After the openssl source program is compiled and installed, we not only get two useful library files libcrypto. a and libssl. a. It also contains an example of a very complete function provided by the two libraries, that is, the openssl executable file and other auxiliary files, the functions completed in this example include key pair generation, certificate application, certificate issuance, certificate revocation, certificate revocation list processing, data encryption, and verification. It can be said that it is itself an example of a CA. The only drawback is that there is no document on how to use this program. it can only be used in the prompts printed by the program.

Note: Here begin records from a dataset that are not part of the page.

PR #571, opened 2023-01-19
[CMSP-93] Migrate to GitHub actions

jspellman814:


.github/workflows/lint-test.yml
```diff
@@ -0,0 +1,148 @@
...
+  lint:
+    runs-on: ubuntu-latest
+    container:
+      image: quay.io/pantheon-public/build-tools-ci:8.x-php7.4
+      options: --user root
+    name: Lint
+
+    steps:
+    - name: Checkout code
+      uses: actions/checkout@v2
```
kporras07, line 19: Use v3 if possible as v2 is currently being deprecated

.github/workflows/lint-test.yml
```diff
@@ -0,0 +1,148 @@
...
+
+    - name: Cache dependencies
+      uses: actions/cache@v2
```
kporras07, line 22: Use v3 if possible as v2 is currently being deprecated

.github/workflows/lint-test.yml
jspellman814: Will do, thanks!

.github/workflows/lint-test.yml
```diff
@@ -0,0 +1,148 @@
...
+      run: composer phpcs
+
+  test-phpunit:
+    needs: lint
+    runs-on: ubuntu-latest
+    services:
+      mariadb:
+        image: mariadb:10.3
+      solr:
+        image: solr:8.3.1
```
kporras07, line 41: Do you really need this service? I see that later you're installing Solr in the same container image

.github/workflows/lint-test.yml
```diff
@@ -0,0 +1,148 @@
...
+        composer phpunit
+        rm -rf $WP_TESTS_DIR $WP_CORE_DIR
+        bash bin/install-wp-tests.sh wordpress_test root '' 127.0.0.1 nightly true
+        WP_MULTISITE=1 composer phpunit
+
+  test-behat:
+    needs: test-phpunit
+    runs-on: ubuntu-latest
+    container:
+      image: quay.io/pantheon-public/build-tools-ci:6.x
```
kporras07, line 93: Any chance you take this opportunity to update to 8.x docker image? 8.x-php7.4 or 8.x-php8.0 as needed

kporras07 (approved):
LGTM only a couple of comments/questions

.github/workflows/lint-test.yml
jspellman814: I've removed this and [unit tests pass](https://github.com/pantheon-systems/solr-power/actions/runs/4056331799/jobs/6980727441) without issue.

bin/behat-prepare.sh
```diff
@@ -24,6 +24,10 @@ fi
 
 set -ex
 
+# Set StrictHostKeyChecking to no
+echo "StrictHostKeyChecking no" >> /etc/ssh/ssh_config
+cat /etc/ssh/ssh_config
```
pwtyler, line 29:
```suggestion
```
Drop the cat if it was only for debugging at the time

bin/install-wp-tests.sh
```diff
@@ -5,9 +5,9 @@ if [ $# -lt 3 ]; then
...
 
-DB_NAME=$1
-DB_USER=$2
-DB_PASS=$3
+DB_NAME=solr-power
+DB_USER=root
+DB_PASS=root
 DB_HOST=${4-localhost}
 WP_VERSION=${5-latest}
 SKIP_DB_CREATE=${6-false}
```
pwtyler, line 13: You are ignoring the first three args here and still passing six arguments to the script above. if these are not going to be provided args, these (and the invocation) should be adjusted.

bin/behat-prepare.sh
```diff
@@ -43,15 +47,28 @@ BASH_DIR="$( cd -P "$( dirname "${BASH_SOURCE[0]}" )" && pwd )"
 ###
 terminus connection:set $SITE_ENV git
 rm -rf $PREPARE_DIR
-git clone -b $TERMINUS_ENV $PANTHEON_GIT_URL $PREPARE_DIR
+git clone -b $TERMINUS_ENV $PANTHEON_GIT_URL $PREPARE_DIR -v
```
pwtyler, line 50: why verbose?

bin/behat-prepare.sh
jspellman814: Addressed in #572

bin/behat-prepare.sh
jspellman814: Addressed in #572

bin/install-wp-tests.sh
jspellman814: Addressed in #572

PR #2083, opened 2025-01-23
Isolated deal card style adjustments

burieberry:
Changes:
- Updated deal card background color and other styles & spacing to match latest designs on zeplin
- Fixed broken border style
- Fix html elements that were used incorrectly (liberal use of `label` element, `article` wasn't always appropriate)
- Alignment for tags on the side of the header if there's space

deal-isolated


tintinthong (approved):
Looks good thanks

PR #2085, opened 2025-01-24
Cleanup LLM prompt content, which also fixes sonnet model related issues

jurgenwerk:
This PR cleans up the "Thinking..." messages that are sent to the LLM in every prompt. I think these are unnecessary to include, and they cost more tokens. 

Luckily, this optimization also fixes AI bot crashes when using sonnet 😳

image

The real reason behind these crashes is unknown - all we can get from OpenRouter is "internal server error".

### DIFF
--- a/packages/ai-bot/constants.ts
+++ b/packages/ai-bot/constants.ts
@@ -1,0 +1,1 @@
+export const thinkingMessage = 'Thinking...';
--- a/packages/ai-bot/helpers.ts
+++ b/packages/ai-bot/helpers.ts
@@ -29,6 +29,7 @@ import {
   DEFAULT_LLM,
   APP_BOXEL_ACTIVE_LLM,
 } from '@cardstack/runtime-common/matrix-constants';
+import { thinkingMessage } from './constants';
 
 let log = logger('ai-bot');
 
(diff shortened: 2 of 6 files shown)


habdelra (approved):

IanCal:
Can we use the isStreamingFinished flag on the events? Looks like we should add that to the thinking... message but then we'd have a boolean to look for rather than doing string matching.

jurgenwerk:
@IanCal I am not sure what you mean here–`isStreamingFinished` is already present on the "Thinking..." events too. In this PR i just filter out thinking messages when building the prompt, I think it's just noise for the LLM.

IanCal:
@jurgenwerk We don't set it as we don't send it currently through the debounced sender, here's one of the recorded event lists from the tests
```
{
    "type": "m.room.message",
    "room_id": "!EtlFgGnAaFCLoozHPV:localhost",
    "sender": "@aibot:localhost",
    "content": {
      "body": "Thinking...",
      "msgtype": "m.text",
      "formatted_body": "Thinking...",
      "format": "org.matrix.custom.html",
      "m.new_content": {
        "body": "Thinking...",
        "msgtype": "m.text",
        "formatted_body": "Thinking...",
        "format": "org.matrix.custom.html"
      }
    },
    "origin_server_ts": 1736864365020,
    "unsigned": {
      "age": 69139
    },
    "event_id": "$VyCYG0DAuudwMGN8hStuSVfXrjMVZu2ZcJgIs9sIwLE",
    "user_id": "@aibot:localhost",
    "age": 69139
  },
```

(we don't have to use the debounced sender, but that's currently the only place we add the flag iiuc, we could add it when we send the thinking event too)

My thought around this was instead of looking for "thinking" messages by string matching, just to remove all events where we've not finished streaming.

burieberry (approved):

jurgenwerk:
After talking to @IanCal it looks like we have a deeper problem and this might be just a bandaid solution. We probably shouldn't have multiple "Thinking" events in between other events (events that we send to the LLM). I will take a deeper look tomorrow

jurgenwerk:
@IanCal I followed your suggestion to add `isStreamingFinished: false` to the `Thinking...` events that the bot sends, and filter these out when constructing the prompt. This way we can get rid of that last message that says `Thinking...` that was attached to the prompt. 

And regarding my claim we have **multiple** `Thinking...` events that we send to the LLM–that is actually false. Looks like I was inspecting these events at a wrong place.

The above is just a general introduction. In fact, openssl is very complicated. if you have a thorough understanding of the program, you need to have a wealth of information security knowledge. In terms of functionality, openssl is the most comprehensive set of interfaces I have ever seen. it makes you think it is a collection of information security. Because ssleay has such powerful functions and open source code, it is used by people with various purposes for their own purposes. the license of openssl is the combination of Ssleay license and Openssl license, the two licenses are actually bsd-type licenses. according to the instructions in the license, openssl can be used for various commercial and non-commercial purposes, but it must comply with some agreements. In fact, this is to protect the rights of free software authors and their works. If others want to develop on ssleay or openssl, they must abide by these two licenses. However, there are still a large number of manufacturers that are drawing the free software blood, and they have changed their faces and plagiarized themselves. But if you want to do something related to encryption, my recommendation is still -- openssll.